Papilloma protein E6 abrogates shear stress-dependent survival in human endothelial cells: evidence for specialized functions of paxillin.

BACKGROUND

To investigate how endothelial cells transduce intracellular signals in response to laminar shear stress (SS), we made use of the papilloma virus oncoprotein E6 which interacts with and induces degradation of numerous cellular proteins including p53 and members of the PDZ-domain family. E6 also recognizes paxillin (PXN), a fundamental component of focal adhesions, interfering with its association to focal adhesion kinase (FAK).

METHODS AND RESULTS

Human umbilical vein endothelial cells, expressing E6 or its mutated variant DeltaE6(105-110) (DeltaE6) which does not inactivate p53, were cultured under static conditions or exposed to a laminar SS of 12 dyn/cm(2) for 16h. In response to SS, cells expressing E6 or DeltaE6 failed to synthesise nitric oxide and directionally remodel their cytoskeleton, as indicated by morphology and phalloidin staining of actin microfilaments.
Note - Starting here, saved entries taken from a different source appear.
PR #296, opened 2020-09-20
Press F6 to reload the entire selected pack

IvoryDuke:
As by the title, added a new function to reload all levels in the currently selected pack when F6 is pressed.

Extras:
- modified level reload function to accept new files to match the behavior of the pack reload. Also condensed the whole process in just one function;
- implemented a safer way to agglomerate key binds on boot if there are empty slots in between (also much better looking);
- removed hardcoded left and right. Most people will bind the right and left arrows to left and right actions anyway causing the execution of both the hardcoded action and the customizable one (for ex. causing to move two levels in the level selection menu);
- cleaned up a couple of leftover comments from HexagonGame.cpp.

### DIFF
--- a/include/SSVOpenHexagon/Core/MenuGame.hpp
+++ b/include/SSVOpenHexagon/Core/MenuGame.hpp
@@ -261,8 +261,7 @@ private:
         return getCurrentMenu() != nullptr;
     }
 
-    void reloadLevelAssets();
-    void reloadPackAssets();
+    void reloadAssets(const bool pack);
     int noActions{0};
 
 public:
--- a/include/SSVOpenHexagon/Core/MenuGame.hpp
+++ b/include/SSVOpenHexagon/Core/MenuGame.hpp
@@ -262,6 +262,7 @@ private:
     }
 
     void reloadLevelAssets();
+    void reloadPackAssets();
     int noActions{0};
 
 public:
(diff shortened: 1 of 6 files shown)


include/SSVOpenHexagon/Core/MenuGame.hpp
```diff
@@ -261,7 +261,7 @@ class MenuGame
         return getCurrentMenu() != nullptr;
     }
 
-    void reloadLevelAssets();
+    void reloadAssets(const bool pack);
```
SuperV1234, line 264: Can we rename `pack` to something more meaningful? E.g.`reloadEntirePack`.

src/SSVOpenHexagon/Global/Assets.cpp
```diff
@@ -379,122 +379,303 @@ const StyleData& HGAssets::getStyleData(
...
-    if(!ssvufs::Path{path}.exists<ssvufs::Type::Folder>())
+            auto it = styleDataMap.find(temp);
+            if(it == styleDataMap.end())
+            {
+                styleDataMap.emplace(temp, std::move(styleData));
+            }
+            else
+            {
+                it->second = styleData;
+            }
```
SuperV1234, line 431: I think this could just be:

```cpp
styleDataMap[temp] = std::move(styleData);
```

And similarly below.

SuperV1234 (changes requested):
Very minor

PR #297, opened 2020-09-21
Options menu items to reset configs to defaults

IvoryDuke:
"reset configs to default" in the main options menu resets all configs.
"reset binds to defaults" in the gameplay submenu only resets all the keyboard-mouse-joystick binds.

### DIFF
--- a/src/SSVOpenHexagon/Global/Config.cpp
+++ b/src/SSVOpenHexagon/Global/Config.cpp
@@ -23,6 +23,31 @@ using namespace ssvu::FileSystem;
 using namespace ssvuj;
 using namespace ssvu;
 
+#define X_BINDSLINKEDVALUES                                                \
+    X(joystickSelect, unsigned int, "j_select")                            \
+    X(joystickExit, unsigned int, "j_exit")                                \
+    X(joystickFocus, unsigned int, "j_focus")                              \
+    X(joystickSwap, unsigned int, "j_swap")                                \
+    X(joystickForceRestart, unsigned int, "j_force_restart")               \
+    X(joystickRestart, unsigned int, "j_restart")                          \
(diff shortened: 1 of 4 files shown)


Morxemplum:
Personally I think the default values should be hardcoded in, not be read from a separate file. If it is going to be read from a separate file how do we know that the user didn't tamper with the values from that file? How do we know that file isn't deleted? Try hardcoding in the values so that way we can guarantee no tampering can break this functionality.

IvoryDuke:
Sorry but I disagree, this way of thinking makes the existence of the default_config.json itself meaningless.
In this case, the entire game should be reworked to never use such file, which is not the point of this PR.

src/SSVOpenHexagon/Global/Config.cpp
```diff
@@ -162,7 +165,22 @@ static void syncAllToObj()
 #undef X
 }
 
+static void resetAllFromObj()
+{
+#define X(name, type, key) name().syncFrom(ssvuj::getFromFile("../misc/default_config.json"));
```
SuperV1234, line 170: In the deployed game, `default_config.json` is in the main folder, not under `../misc`. I think this needs to be changed to `./default_config.json` (and below as well). Can you test this by copy-pasting your build in your Steam Open Hexagon folder (and replacing the exe)?

SuperV1234 (changes requested):

src/SSVOpenHexagon/Global/Config.cpp
IvoryDuke: I tried using default_config.json in the github build but it would always crash.
I am going to check what happens with the Steam game.

SuperV1234 (approved):
LGTM

PR #298, opened 2020-09-21
Increased Dialog Box Customization

IvoryDuke:
```
void create(const std::string& output, const int charSize, const float mFrameSize, const int mDrawMode,
        const float mXPos = 0.f, const float mYPos = 0.f);
void create(const std::string& output, const int charSize, const float mFrameSize, const int mDrawMode,
        const KKey mKeyToClose, const float mXPos = 0.f, const float mYPos = 0.f);
void draw(const Color& txtColor, const Color& backdropColor);
```
- mDrawMode 1 (DBoxDraw::topLeft) will place the box at {xPos, yPos} from the top left corner;
- mDrawMode 2 (DBoxDraw::center) will place the box at {xPos, yPos} from the screen center;
- mDrawMode 3 (DBoxDraw::centerUpperHalf) is a specialized version for the level reload function.
NOTE: xPos positive values shift the box to the right, yPos positive values shift it toward the bottom.

Also:
- added customization for the thickness of the frame surrounding the box and the color of both text and backdrop;
- condensed the functions to block the menu input processing into a single one, and renamed variable "noActions" to a more clear "ignoreInputs".

DrawMode 1 with a small x and y offset.
Capture

DrawMode 2 perfectly centered
Capture2

### DIFF
--- a/include/SSVOpenHexagon/Core/HexagonDialogBox.hpp
+++ b/include/SSVOpenHexagon/Core/HexagonDialogBox.hpp
@@ -20,8 +20,8 @@ class StyleData;
 enum DBoxDraw
 {
     topLeft = 0,
-    centered,
-    centeredUpperHalf
+    center,
+    centerUpperHalf
 };
 
 class HexagonDialogBox
@@ -29,6 +29,7 @@ class HexagonDialogBox
 private:
     using KKey = sf::Keyboard::Key;
     using Color = sf::Color;
+    using Vector2 = sf::Vector2f;
 
     HGAssets& assets;
     ssvs::GameWindow& window;
@@ -53,19 +54,22 @@ private:
     KKey keyToClose{KKey::Unknown};
 
     void drawText(const Color& txtColor, const float xOffset, const float yOffset);
-    void drawCentered(const Color& txtColor, const Color& backdropColor);
-    void drawCenteredUpperHalf(const Color& txtColor, const Color& backdropColor);
+    void drawBox(const Color& frameColor, const float x1, const float x2,
+        const float y1, const float y2);
+    void drawCenter(const Color& txtColor, const Color& backdropColor);
+    void drawCenterUpperHalf(const Color& txtColor, const Color& backdropColor);
     void drawTopLeft(const Color& txtColor, const Color& backdropColor);
 
 public:
     HexagonDialogBox(HGAssets& mAssets, ssvs::GameWindow& window, StyleData& styleData);
 
-    void createDialogBox(const std::string& output, const int charSize,
+    void create(const std::string& output, const int charSize,
         const float mFrameSize, const int mDrawMode,
         const float xPos = 0.f, const float yPos = 0.f);
-    void createDialogBox(const std::string& output, const int charSize,
+    void create(const std::string& output, const int charSize,
         const float mFrameSize, const int mDrawMode,
-        const KKey mKeyToClose, const float mXPos = 0.f, const float mYPos = 0.f);
+        const KKey mKeyToClose, const float mXPos = 0.f,
+        const float mYPos = 0.f);
 
     void draw(const Color& txtColor, const Color& backdropColor);
     void clearDialogBox();
--- a/include/SSVOpenHexagon/Core/HexagonDialogBox.hpp
+++ b/include/SSVOpenHexagon/Core/HexagonDialogBox.hpp
@@ -17,6 +17,13 @@ namespace hg
 class HGAssets;
 class StyleData;
 
+enum DBoxDraw
+{
+    regular = 0,
+    centered,
+    levelReload
+};
+
 class HexagonDialogBox
 {
 private:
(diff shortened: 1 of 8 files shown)


Morxemplum:
I feel like in addition there should be a way where we can customize whether we can use "any key" or only using the "select" key to be able to close it. There are certain situations where "select" key would be more appropriate to use than "any key". If you can get this down then I would personally let this one pass through.

IvoryDuke:
Done, here is an example of the necessary procedure
```
// code where you edit the message to ask user to press O to close the box

setIgnoreInputs(1); // make sure menu does not activate regular actions
dBoxClosingKey = KKey::O; // assign the closing key
dialogBox.createDialogBox(reloadOutput, 26, 10.f, DBoxDraw::centered); // create the box
```

Morxemplum:
This solution works for now. When the UI starts to come around we will have to figure out how to actually implement buttons to make it more mouse friendly.

include/SSVOpenHexagon/Core/HexagonDialogBox.hpp
```diff
@@ -17,31 +17,67 @@ namespace hg
 class HGAssets;
 class StyleData;
 
+enum DBoxDraw
+{
+    topLeft = 0,
+    center,
+    centerUpperHalf
+};
```
SuperV1234, line 25: Please change this to an `enum class` so that the enumerator names do not leak in the surrounding namespace. This will require you explicitly saying `DBoxDraw::topLeft` rather than just `topLeft` on the usage site, which is a good thing for readability and avoiding name collisions. 

```suggestion
enum class DBoxDraw
{
    topLeft = 0,
    center,
    centerUpperHalf
};
```

include/SSVOpenHexagon/Core/HexagonDialogBox.hpp
```diff
@@ -17,31 +17,67 @@ namespace hg
...
+
 class HexagonDialogBox
 {
 private:
+    using KKey = sf::Keyboard::Key;
+    using Color = sf::Color;
+    using Vector2 = sf::Vector2f;
```
SuperV1234, line 32: Mostly personal style but I've grown to avoid aliases whose only purpose is to make code shorter. Up to you, not asking you to remove them.

include/SSVOpenHexagon/Core/HexagonDialogBox.hpp
```diff
@@ -17,31 +17,67 @@ namespace hg
...
 
-    void createDialogBox(const std::string& output, const int charSize);
-    void drawDialogBox();
+    void draw(const Color& txtColor, const Color& backdropColor);
     void clearDialogBox();
 
+    [[nodiscard]] KKey getKeyToClose() const noexcept
+    {
+        return keyToClose;
+    }
```
SuperV1234, line 80:
```suggestion
    }
    
```

include/SSVOpenHexagon/Core/MenuGame.hpp
```diff
@@ -262,7 +262,9 @@ class MenuGame
     }
 
     void reloadLevelAssets();
-    int noActions{0};
+
+    void setIgnoreInputs(const int keyPresses);
+    int ignoreInputs{0};
```
SuperV1234, line 267: This is a much better name, +1

include/SSVOpenHexagon/Core/HexagonDialogBox.hpp
```diff
@@ -17,31 +17,67 @@ namespace hg
...
+    using KKey = sf::Keyboard::Key;
+    using Color = sf::Color;
+    using Vector2 = sf::Vector2f;
+
     HGAssets& assets;
     ssvs::GameWindow& window;
     StyleData& styleData;
     sf::Font& imagine;
 
+    std::function<void(const Color&, const Color&)> drawFunc;
```
SuperV1234, line 39: This is one of the places where I would use an alias, as I suggest some refactoring below.

```suggestion
    using DrawFunc = std::function<void(const Color&, const Color&)>;
    DrawFunc drawFunc;
```

src/SSVOpenHexagon/Core/HexagonDialogBox.cpp
```diff
@@ -12,27 +12,48 @@ namespace hg
...
+            drawCenter(txtColor, backdropColor);
+        };
+        break;
+
+    case DBoxDraw::centerUpperHalf:
+        drawFunc = [this](const Color& txtColor, const Color& backdropColor) {
+          drawCenterUpperHalf(txtColor, backdropColor);
+        };
+        break;
+    }
```
SuperV1234, line 53: I would extract this bit to a private member function:

```cpp
[[nodiscard]] DrawFunc drawModeToDrawFunc(DBoxDraw drawMode) const
{
    switch(drawMode)
    {
    case DBoxDraw::topLeft:
        return [this](const Color& txtColor, const Color& backdropColor) {
            drawTopLeft(txtColor, backdropColor);
        };

    case DBoxDraw::center:
        return [this](const Color& txtColor, const Color& backdropColor) {
            drawCenter(txtColor, backdropColor);
        };
    
    default:
        assert(drawMode == DBoxDraw::centerUpperHalf);
        return [this](const Color& txtColor, const Color& backdropColor) {
            drawCenterUpperHalf(txtColor, backdropColor);
        };
    }
}
```

src/SSVOpenHexagon/Core/HexagonDialogBox.cpp
```diff
@@ -49,16 +70,49 @@ void HexagonDialogBox::createDialogBox(
...
 
-    const float w = Config::getWidth() * fmax;
-    const float h = (Config::getHeight() * fmax) / 2.f;
+void HexagonDialogBox::drawBox(const Color& frameColor, const float x1,
+    const float x2, const float y1, const float y2)
+{
+    sf::Vector2f p1{x1, y1}; // top left
+    sf::Vector2f p2{x2, y1}; // top right
+    sf::Vector2f p3{x2, y2}; // bottom right
+    sf::Vector2f p4{x1, y2}; // bottom left
```
SuperV1234, line 92:
```suggestion
    sf::Vector2f topLeft{x1, y1};
    sf::Vector2f topRight{x2, y1};
    sf::Vector2f bottomRight{x2, y2};
    sf::Vector2f bottomLeft{x1, y2};
```

SuperV1234 (changes requested):
Very good improvements overall. Some minor things to change

SuperV1234 (approved):
LGTM

PR #300, opened 2020-10-08
[Incompatibility] Move message functions to Event Timeline Prefix. Create New Prefix a_ for Audio Handling.

Morxemplum:
This is a PR that will introduce incompatibilities to the game, but it's best that we do this now rather than later where this can hurt us more down the line.

Essentially the message functions that we all know will be removed from the **m_** prefix and will merge with the **e_** prefix. It makes it more intuitive for new developers to understand that messages run on the event timeline.

In addition, I've also decided to move some of the utility functions that specifically control audio and I decided to move them to their own prefix, **a_**. This is being done to remove some of the bloating of the utilities prefix. This also introduces an incompatibility, but it shouldn't be as significant as the messages because the audio functions aren't used as frequently. The main functions that are being moved to **a_** are the music functions and the sound functions **u_playSound** and **u_playPackSound**. It's also a good idea to have a prefix dedicated to audio functions because I plan on adding several functions that would fit perfectly under this prefix.

I also made a few smaller changes in this PR as well:

- When the "color" attribute of a Style is not provided in the JSON, it will default to the color black instead of white. This technically introduces an incompatibility, but since every style explicitly defines the color and pulse attributes, this incompatibility shouldn't break anything and it is negligible. This change is mainly done to allow people to shortcut certain colors and panels.
- Slightly touched up the documentation for not only the new prefix, but to also update a few things due to new functions coming to 2.0.3

### DIFF
--- a/_RELEASE/Packs/cube/Scripts/Levels/apeirogon.lua
+++ b/_RELEASE/Packs/cube/Scripts/Levels/apeirogon.lua
@@ -61,7 +61,7 @@ end
 -- onLoad is an hardcoded function that is called when the level is started/restarted
 function onLoad()
 	if (u_getDifficultyMult() >= 1.25) then
-		m_messageAdd("Difficulty >= 1.25\nPentagon removed!", 120)
+		e_messageAdd("Difficulty >= 1.25\nPentagon removed!", 120)
 		l_setSidesMin(6)
 	end
 end
@@ -82,7 +82,7 @@ end
 function onIncrement()
 	enableSwapIfSpeedGEThan(4);
 	if (u_getSpeedMultDM() >= 4.5 and l_getSidesMin() == 5) then
-		m_messageAddImportant("Speed >= 4.5\nPentagon removed!", 120)
+		e_messageAddImportant("Speed >= 4.5\nPentagon removed!", 120)
 		if (l_getSides() == 5) then
 			l_setSides(6)
 		end
--- a/_RELEASE/Packs/cube/Scripts/Levels/babysteps.lua
+++ b/_RELEASE/Packs/cube/Scripts/Levels/babysteps.lua
@@ -38,21 +38,21 @@ end
 
 -- onLoad is an hardcoded function that is called when the level is started/restarted
 function onLoad()
-	m_messageAddImportant("welcome to open hexagon 2", 130)
-	m_messageAddImportant("use left/right to rotate", 130)
-	m_messageAddImportant("avoid the walls!", 130)
+	e_messageAddImportant("welcome to open hexagon 2", 130)
+	e_messageAddImportant("use left/right to rotate", 130)
+	e_messageAddImportant("avoid the walls!", 130)
 	e_eventStopTimeS(6)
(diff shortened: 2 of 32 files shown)


Morxemplum:
Just to keep in mind, this incompatibility is NOT hard to fix at all. Simple Find and Replace operations can easily fix these incompatibilities. I will be glad to make a video tutorial on how to fix these incompatibilities so packs can work in 2.0.3

SuperV1234:
I understand where you're coming from and I agree with your overall vision and plan, but I do not want to introduce incompatibilities and I want to minimize breakage of existing packs, even if it's easy to fix for level developers. What I would suggest is to keep both `m_messageAdd' and `e_messageAdd`, and either (1) explicitly mention that the former is deprecated and eligible for removal in the future, or (2) hide `m_messageAdd` from the documentation and pretend it does not exist.

SuperV1234 (changes requested):
See comment above.

Morxemplum:
Alright finally got time to do what you asked for. So now I brought back the **m_** prefix for the message functions, because I can totally understand where you're coming from when you say you want to minimize the incompatibilities. The message functions are used so frequently that removing it immediately will cause a majority of pack levels to break, which is what we absolutely don't want.

However, all of the functions that are migrated over to the audio prefix will still be removed immediately. The amount of levels breaking from this incompatibility will be nowhere near as bad as the message prefix incompatibility.

Alongside bringing back **m_** temporarily, I have also implemented a warning system into the game for these deprecated functions, so for every first call of a deprecated function in a level session, a warning is raised to the console telling them the function is deprecated and they should be updating it. The in level GUI has been updated to show the amount of warnings raised in the session if at least 1 warning has been raised. 

Now of course the warning message comes off as a bit annoying, and that's what we want. With this annoying warning message, it should create incentives for pack developers to fix the warnings and update their packs so they will not break if the deprecated functions eventually get removed. Now you probably will want me to add a "Suppress Warnings" option to not have the message display, but I don't want that to be added right now. I really want to make sure that people actually update their packs to fix the warnings at the moment so their packs don't break when those deprecated functions get removed. I will be glad to add a "Suppress Warnings" option post-release of the game, because we won't be able to easily remove deprecated functions like this post-release.

But these commits should hopefully address your concerns. Below is an image of what the warning message looks like and I also show what the warning message in the console is.

**[Lua] WARNING: The function "m_messageAddImportant" (used in level "lasers") is deprecated. This function will be removed in a future version of Open Hexagon. Please replace all occurrences of this function with "e_messageAddImportant" in your level files and common.lua.**

SSVOpenHexagon_2020-10-24_16-18-35

Morxemplum:
In addition, with the new **a_** prefix, I have many ideas for new functions to add to that prefix, such as pitch control and asset overriding. Hopefully I can implement these quick enough so they can make it into 2.0.3 (as I would say the full release is coming soon). Also forgot to request review so I'm doing it now

SuperV1234 (approved):
LGTM, will make some last adjustments myself

PR #305, opened 2020-11-11
Further menu improvements

IvoryDuke:
- Fixed pack switch still getting stuck in some circumstances I cannot figure out (assignement is now constantly updated instead of being bound to key press/release events);

- Added wrapping to the level description. It would be better if pack makers updated their jsons with newlines to fit the space available as they see fit, but since it is possible some packs may never be updated I enforce a formatting when the level is changed.
It should be noted that I have noticed some weird glitches in the formatted text rendering in certain packs (particularly Babagon). Best I can tell it's due to the editor used to make the jsons since if I retype the description as in the original in my text editors the issue is fixed.

### DIFF
--- a/src/SSVOpenHexagon/Core/MenuGame.cpp
+++ b/src/SSVOpenHexagon/Core/MenuGame.cpp
@@ -130,21 +130,9 @@ MenuGame::MenuGame(Steam::steam_manager& mSteamManager,
         }
     };
 
-    game.onEvent(Event::EventType::KeyPressed) += [this](const Event& mEvent) {
-        if(mEvent.key.code == KKey::LShift || mEvent.key.code == KKey::RShift)
-        {
-            focusHeld = true;
-        }
-    };
-
     game.onEvent(Event::EventType::KeyReleased) += [this, checkCloseBootScreens,
                                                        checkCloseDialogBox](
                                                        const Event& mEvent) {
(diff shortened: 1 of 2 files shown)


src/SSVOpenHexagon/Core/MenuGame.cpp
```diff
@@ -1834,6 +1820,9 @@ void MenuGame::update(ssvu::FT mFT)
         case States::LoadingScreen: hexagonRotation += mFT / 100.f; return;
 
         case States::LevelSelection:
+            focusHeld = sf::Keyboard::isKeyPressed(KKey::LShift) ||
+                        sf::Keyboard::isKeyPressed(KKey::RShift);
```
SuperV1234, line 1824: I'm OK with this as a first version, but focus can be rebound, though. We should probably get the binding from the config.

SuperV1234 (approved):

src/SSVOpenHexagon/Core/MenuGame.cpp
IvoryDuke: Makes sense, I will take care of it next week.

IvoryDuke: Would it be ok if I used the Focus bind for this?
```
add2StateInput(game, Config::getTriggerFocus(), focusHeld, Tid::Focus);
```

PR #306, opened 2020-11-11
Customizable Quick Pack Switch key

IvoryDuke:
Assigned Focus bind to control the quick switch function when in menu (its in game behavior is unchanged).
Also:
- replaced a #define in Config.cpp with a constexpr;
- added pack change keys to RefreshBinds();
- small tweak in formatLevelDescription().

A new custom bind can be made but that would make the bind customization menu go out of bounds and would require a bigger amount of effort.

### DIFF
--- a/src/SSVOpenHexagon/Core/Joystick.cpp
+++ b/src/SSVOpenHexagon/Core/Joystick.cpp
@@ -134,6 +134,11 @@ enum class AxisDir : int
     Right = 1
 };
 
+inline AxisDir operator-(AxisDir dir)
+{
+    return static_cast<AxisDir>(- static_cast<int>(dir));
+}
+
 [[nodiscard]] static AxisDir axisPressed(
     const unsigned int joyId, const sf::Joystick::Axis axis)
 {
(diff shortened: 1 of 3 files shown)


IvoryDuke:
Working on making it work for controller too.

src/SSVOpenHexagon/Core/Joystick.cpp
```diff
@@ -134,6 +134,11 @@ enum class AxisDir : int
     Right = 1
 };
 
+inline AxisDir operator-(AxisDir dir)
```
SuperV1234, line 137:
```suggestion
[[nodiscard]] AxisDir operator-(AxisDir dir)
```

No need for `inline` here, TBH.

src/SSVOpenHexagon/Core/MenuGame.cpp
```diff
@@ -1686,6 +1688,16 @@ void MenuGame::update(ssvu::FT mFT)
...
 
+    if(hg::Joystick::nextPackRisingEdge())
+    {
+        changePackAction(1);
+    }
+    else if(hg::Joystick::previousPackRisingEdge())
+    {
+        changePackAction(-1);
+    }
+    focusHeld = hg::Joystick::focusPressed();
```
SuperV1234, line 1699:
```suggestion
    }
    
    focusHeld = hg::Joystick::focusPressed();
```

I like vertical space :)

SuperV1234 (commented):
Looks good so far. Waiting for the controller changes before merging it in!

IvoryDuke:
In case it was not clear: controller is fully working

SuperV1234 (approved):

Under these conditions, PXN association with FAK, its localization to the plasma membrane, and its phosphorylation on tyrosine-31, which partially encompasses the PXN/FAK docking site, were severely compromised. These alterations were paralleled by the impairment of important SS-dependent endothelial functions, including nitric oxide production and survival upon serum deprivation. The direct targeting of PXN expression by RNA interference partially reproduced the E6 phenotype, impairing flow-dependent cell orientation and survival but not nitric oxide production.

CONCLUSIONS

These results provide evidence that papilloma virus E6 protein interferes with the function of the SS-mechanosensor and suggests a potential a role for PXN in this process.